Yes DCFCs are limited by Current not by Power. In case of the ABB Terra units used by Ampol those are limited to 200A instead of going for the 400A version. It was probably incompetence as most relevant project managers don’t even drive an EV.
Yep, and don’t get me started on CHAdeMO plugs. We aren’t adding new vehicles that use that system, so why do we need to waste valuable bays with a plug that most EV owners can’t use!
So what hospital or school are they closing
The money is being loaned to Ampol, it is not just given to them, Ampol needed to meet all the minimum requirements to get the loan. Ampol will pay back the money to the Federal government.
So your comment about what hospital or school closing is demonstrating that you have not read the article properly.
I wish that oil and gas companies ploughed some of their megaprofits back into renewable infrastructure rather than dividends, share buybacks and bonuses.
Another sweet handout to the fossil fuel industry.
At least this is only $100 000 000
We cannot even transition to electric vehicles without them taking funds that should be given to green industry.
Whomever is in charge of this should be incredibly ashamed of themselves.
Because whilst handing them billions of taxpayer dollars they aren’t even holding them accountable for the massive health issues they’ve caused.
My experience with AmpCharge are mixed: Station layout difficult to access, App not always reliable and prices high. Being an inland traveler in noticed almost nothing has improved along the routes I use whilst massive improvements in the cities. Gov fail.
Whoever spends one cent of public money on hydrogen charging infrastructure should walk straight into jail. All trials overseas resulted in massive fails and no, we don’t need to repeat that here in Australia.
Why are these being supported with tax payers money?
Any business which is truly viable should be self funded.
One BIG rory which will eventually come crashing down.
Locating EV chargers at existing petrol stations makes a lot of sense. They are in good locations, have shops and toilets or are close to them plus grid access. As much as i despise oil companies it gives them a path to redemption.
Ive used Ampol EV chargers a couple of times.
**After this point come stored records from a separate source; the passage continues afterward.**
PR #985, opened 2023-11-09
fix: add null check to getFileName

apoorva256:
### Description
When importing from gitlab the code fails when trying to get the filename as there is a null key in the Headers


lbroudoux (approved):
Thanks for the check and the PR!

PR #999, opened 2023-11-17
Skip test feature

### LINKED ISSUE #998: Allow to skip automated test with OpenAPI/AsyncAPI
### Reason/Context

Hello, while testing api with microcks I had some issue with some endpoints not returning a body therefore the test fails because there is no mapping between the request and the response as presented in this issue [#944](https://github.com/microcks/microcks/issues/944)

I know changing the way the test works by allowing empty response can take some time, and a easy temporary workaround would be to skip the test while such a feature is not there yet, and may be other feature that are not supported yet can make a skippable test a nice thing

The one at West Gosford took 5 attempts to connect The new ones at Pheasants Nest, northbound on the Hume Hwy- one of 3 units not working but the problem everyone was having is the need to use the awful Ampol app to pay but phone reception is very bad on all networks.
Surely Ampol could borrow from regular banks?
I hope they don’t waste too much money on BIPV, which costs about 3x the price of standard PV panels.
They need to get serious about the capacity of the PV systems on the chargers.
Focus more on delivering good quality charging with large capacity PV, & less on unnecessarily fancy boutique PV canopies.